▸ What is expected
Only lines holding the word "webpack" are wanted. Copy them from the listing below.

▸ Material provided
—————

Issue #3601, opened 2017-06-13
[Theme] consider webpack-encore


craigh:
http://symfony.com/blog/introducing-webpack-encore-for-asset-management

https://github.com/symfony/webpack-encore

—————

▸ Answer box
[Theme] consider webpack-encore
http://symfony.com/blog/introducing-webpack-encore-for-asset-management
https://github.com/symfony/webpack-encore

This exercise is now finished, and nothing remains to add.